The Securities and Exchange Commission laid out its case in 101-page complaint, saying the crypto trading platform has been operating for the last four years as an unregistered broker and clearing agency, while also failing to register the sale of its crypto asset staking service programs.

Just a day earlier, the agency sued crypto trading platform Binance for allegedly mishandling and commingling customer funds and operating as an unregistered exchange. The SEC contends that the Cayman Islands-based exchange engaged in the same shady practices that led to the collapse of FTX last year.
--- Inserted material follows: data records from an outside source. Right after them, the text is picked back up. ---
PR #685, opened 2021-06-23
More AWS Tags

danlester:
Extra tags added to AWS resources so they can be found and destroyed more easily.


aktech (approved):
Looks good apart from the terraform fmt issues in the CI.

PR #687, opened 2021-06-23
Add optional features

leej3:


leej3:
Leads to undesirable levels of indentation

PR #694, opened 2021-06-25
AWS qhub force-destroy command

### LINKED ISSUE #678: AWS Force Destroy
Is there a way to destroy AWS resources automatically when terraform up/down has already failed?

danlester:
A `qhub force-destroy -c qhub-config.yaml` command (only works on AWS for now) that attempts to completely tear down a (potentially failed) QHub environment including remote terraform-state. Uses only AWS APIs directly (no terraform).

It could do with some more 'waiting' for earlier resources to definitely be removed, so at the moment is likely to have to be run multiple times before it picks up everything that needs to be deleted.

Closes #678


aktech:
Thanks for working on this. This has been a huge pain. I haven't looked at it closely, but I have few general comments:

- I think its definitely a good idea to do this if terraform is letting us down.
- Do we know the reason why terraform fails to do this, some docs around that would be very useful, so that if terraform fixes it, we can always use them.
- How do you feel about using the `--force` flag in the `qhub destroy`? My assumption is the motivation for a new command is it is using a differently technology to destroy resources instead of terraform.

danlester:
Amit, thanks for your thoughts!

> Do we know the reason why terraform fails to do this, some docs around that would be very useful, so that if terraform fixes it, we can always use them.

In the 'production release' case, my guess is that it's either just timeouts, or otherwise resources that have been changed when they shouldn't have been.

I think the biggest pain from my point of view is just when 'things go wrong' in dev environments. Not necessarily terraform at fault, but it doesn't seem to be able to recover sometimes.

In short, other than looking at timeouts more closely (which seem to be in the provider, not globally in terraform), I'm not 100% clear on whether terraform could do more to help us. Ultimately we should also be aware we are using an alpha kubernetes provider...

> How do you feel about using the --force flag in the qhub destroy? My assumption is the motivation for a new command is it is using a differently technology to destroy resources instead of terraform.

My feeling, having used force-destroy a few times is that it is very useful for dev use, but not ready for official use yet.

So maybe really it needs to be pulled out into a completely separate script, for devs to use - or users in a way that frames it as trying to be a helpful extra rather than a flimsy part of qhub itself.

There is still a lot that goes wrong in this script (which could be made more robust) and in practice I have to run it multiple times, sometimes commenting bits out... but it provides a way to get all relevant resources listed and a formula for running through them to delete in the right order.

I think I will pull it out into a 'scripts' folder unless you disagree! It doesn't use much from qhub other than reading in qhub-config.yaml, but doesn't validate it in case the schema is mismatched anyway.

danlester:
OK have moved it into a scripts folder and feel more comfortable with this being merged to see if it helps us...

For the integration tests especially, it would still be useful to address the timeouts issue.

danlester:
Flake8 is now fixed but I didn't rerun the tests.

aktech (approved):
Thanks @danlester for the explanation, this looks good to get in.

aktech:
would be good to run the CI, before merge

PR #716, opened 2021-07-01
Include namespace in conda-store PVC

### LINKED ISSUE #708: [bug] dask-scheduler pod unschedulable due to persistent volume claim "conda-store-dev-share" not found
https://github.com/Quansight/qhub/blob/ee21839c811d8b548ec5d013e9cba40dc6786ff7/qhub/render/__init__.py#L25

I'm using qhub version 0.3.11, deploying to GCP.

In my qhub config file I have changed the namespace from "dev" to "qhub" before deployment.

This deploys and works fine with the vanilla examples in the docs. However, when I add nodegroup selector configuration for the dask workers as described [here](https://docs.qhub.dev/en/stable/source/05_reference/02_system_maintenance.html#setting-specific-dask-workers-to-run-on-a-nodegroup) then redeploy, the dask-scheduler pod becomes unschedulable, due to persistent volume claim "conda-store-dev-share" not found.

I have looked at the persistent volume claims and there is "conda-store-qhub-share" present, so I am guessing this is because the config rendering has "conda-store-dev-share" hard-coded at the line linked above. Perhaps this needs to incorporate the namespace?

alimanfoo:
This PR builds the name for the conda-store PVC using the `namespace` variable from the config, in the case that the user has changed it from the default value of "dev".

Should resolve #708.

Apologies I don't have any idea how to test this, but submitting in case it's useful.

### DIFF
--- a/qhub/render/__init__.py
+++ b/qhub/render/__init__.py
@@ -20,9 +20,10 @@ def patch_dask_gateway_extra_config(config):
     directory.
 
     """
+    namespace = config["namespace"]
     conda_store_volume = {
         "name": "conda-store",
-        "persistentVolumeClaim": {"claimName": "conda-store-dev-share"},
+        "persistentVolumeClaim": {"claimName": f"conda-store-{namespace}-share"},
     }
     extra_pod_config = {"volumes": [conda_store_volume]}
 


aktech (approved):
Looks good to me. Thanks @alimanfoo

PR #75, opened 2020-10-20
Refactor of cache.cc

ngober:
This is part 1 of my efforts to clean up the cache model.

This patch should be performance-neutral. It is focused on reducing the number of long if-statements to make the code more readable. It removes 500 lines of code from src/cache.cc. Hopefully, this will make it easier for researchers to make modifications.

In addition, the replacement functions are now virtualized. This means that it is possible, with this change, to run DRRIP in the L1D, though there is currently no user-facing interface to do this and the source code must be edited directly. I leave that change for a following patch.

I would have virtualized the prefetchers also, but that change would require a change to the prefetcher interfaces, since they are not identical at different levels, and that's a user-facing change I'm not eager to do immediately.


GinoAC (approved):
Functionally the same while looking a lot better functioning. No changes to performance statistics from the test I ran.

sethpugsley:
I got a crash on my first test of cache_refactor.  Could someone else please give it a try?  I started with the develop branch, then applied cache_refactor on top of it.

Here are the changes I made to champsim_config.json:
branch predictor - hashed_perceptron
L1I prefetcher - the FNL_MMA prefetcher from IPC-1
L1D prefetcher - next_line_l1d
L2 prefetcher - spp_dev

I ran the trace 600.perlbench_s-570B.champsimtrace.xz from DPC3, and I got this error during warmup:
[L1D_MSHR] return_data instr_id: 0 cannot find a matching entry! full_addr: a7d778c0 address: 29f5de3 event: 632471 current: 632472
cache_test: src/cache.cc:1342: virtual void CACHE::return_data(PACKET*): Assertion `0' failed.

Let me know if you're able to reproduce the bug.  If not, I'll start over my testing from scratch and see if I made a errors on my end.

sethpugsley:
This problem is similar to what I've seen before.  I think this issue is caused by an L1-I prefetch erroneously ending up at the L1-D, and not finding a matching MSHR.  Did you test your cache_refactor code with prefetchers enabled in every cache simultaneously?

GinoAC:
I was able to reproduce the bug with the same configuration and with an L1-I and L2 prefetcher without L1D. It does appear to jump from the I-side to the D-side. I did not test with multiple prefetchers enabled.

sethpugsley:
I believe we've already solved this problem before, so you could just use the solution we already had in place.  See here:

https://github.com/ChampSim/ChampSim/blob/1a2f732ca7d924cb83c1b5bd30bfe9914e05da2a/src/cache.cc#L58

I believe that the packet members fill_l1i and fill_l1d are already being set correctly everywhere in your code.  You would just need to use the "if(fill_level == FILL_L2) ..." code everywhere where you're doing a return_data().

ngober:
I added a commit that follows Seth's suggestions. I don't really like this as a long-term solution. I feel that as little cache functionality as possible should depend on knowing what level of the cache we are. I have a patch in the works that approaches this from a different angle (by attaching a `this` pointer to packets), but that will have to wait for part 2.

sethpugsley:
I can appreciate that.  One way to generalize this is to check to see if the upper_level_icache is the same as the upper_level_dcache.  If they're the same, that means that the upper level cache is also a unified cache, and if they're different, then that means that this is the highest level unified cache, and it's time to do this special behavior.  This makes it so we don't require the L2 cache to be a unified cache with two higher level non-unified caches, and instead we could put that branching point anywhere in the hierarchy.

GinoAC (approved):

sethpugsley:
@ngober, do you want to implement my latest change, or should we merge it as-is?  I'll approve this as-is, and let Gino actually do the merge.

ngober:
I think it's better to go ahead and merge. I have a few changes I want to make, but they probably deserve their own PRs.

Just as a preview, I'm working on
- Removing the special return behavior for L1 caches (including TLBs) where packets are placed in a processed queue. I want to unify this into the way the `return_data()` function works.
- Changing the `fill_l1i`/`fill_l1d`/`instruction`/`is_data` flags to not need if statements to read. Like I said, I'm trying to attach `this` pointers to the packets. This is a very extensible way to do things. It can eventually support arbitrary cache hierarchies, including letting caches send requests to TLBs for virtual address translation (in VA prefetching, for example)
- Bandwidth limitations in checking the WQ for forwarding and RQ/PQ for duplicates. Currently all of these are fully associative and happen in one cycle, which probably isn't realistic.

By the way, I added one last commit to the branch that reorders the miss logic. It's more clear now and takes up less vertical space.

While second worldwide in trading volume, after Binance, according to the tracking site CoinMarketCap, Coinbase is the largest crypto asset trading platform in the United States, trading in more than 30 cryptocurrencies since its founding in 2012. Unlike Binance, Coinbase does not issue its own crypto currency.

“Coinbase has earned billions of dollars in revenues by, among other things, collecting transaction fees from investors whom Coinbase has deprived of the disclosures and protections that registration entails and thus exposed to significant risk,” the SEC alleged Tuesday, bringing its complaint in Manhattan Federal Court.

“By collapsing these functions into a single platform and failing to register with the SEC as to any of the three functions, and not having qualified for any applicable exemptions from registration, Coinbase has for years defied regulatory structures and evaded the disclosure requirements that Congress and the SEC have constructed for the protection of the national securities markets and investors,” the complaint continues.

The SEC also accuses Coinbase of having failed to properly register its “staking services” — in which investors’ crypto assets are pooled and transferred and then committed in return for rewards for a 25% to 35% commission.

“You simply can’t ignore the rules because you don’t like them or because you’d prefer different ones,” said Gurbir Grewal, director of the SEC’s enforcement division. “Today’s action seeks to hold Coinbase accountable for its choices.”

The SEC’s investigation into Coinbase began last year, according to the company’s quarterly filings, but the company claims it has been trying unsuccessfully to work with regulators on creating clearly defined rules for the industry and setting up guardrails.

“The SEC’s reliance on an enforcement-only approach in the absence of clear rules for the digital asset industry is hurting America’s economic competitiveness and companies like Coinbase that have a demonstrated commitment to compliance,” Coinbase general counsel Paul Grewal said in a statement. “In the meantime, we’ll continue to operate our business as usual.”

The lawyer for Coinbase is unrelated to the director of the SEC's enforcement division.

Coinbase says it previously had asked the SEC to craft “reasonable crypto rules for Americans” and a path toward registration. In a blog post from Monday, the company's general counsel wrote that the company developed two separate registration models and asked for the SEC’s feedback but received no response.

Grewal with Coinbase noted in his post that the company had been scheduled to meet with the SEC in January 2023 on rulemaking but that staff for the agency then canceled at the last minute and shifted its focused back to enforcement. “Tell us the rules and we will follow them,” Grewal wrote. “Give us an actual path to register, and we will register the parts of our business that need registering.”

The SEC counters that Coinbase has been “paying lip service to its desire to comply with applicable laws” and that it “has elevated its interest in increasing its profits over investors’ interests, and over compliance with the law.”

Coinbase has been in the SEC’s crosshairs before, drawing threats of a lawsuit over a cryptocurrency lending product before that product was canceled.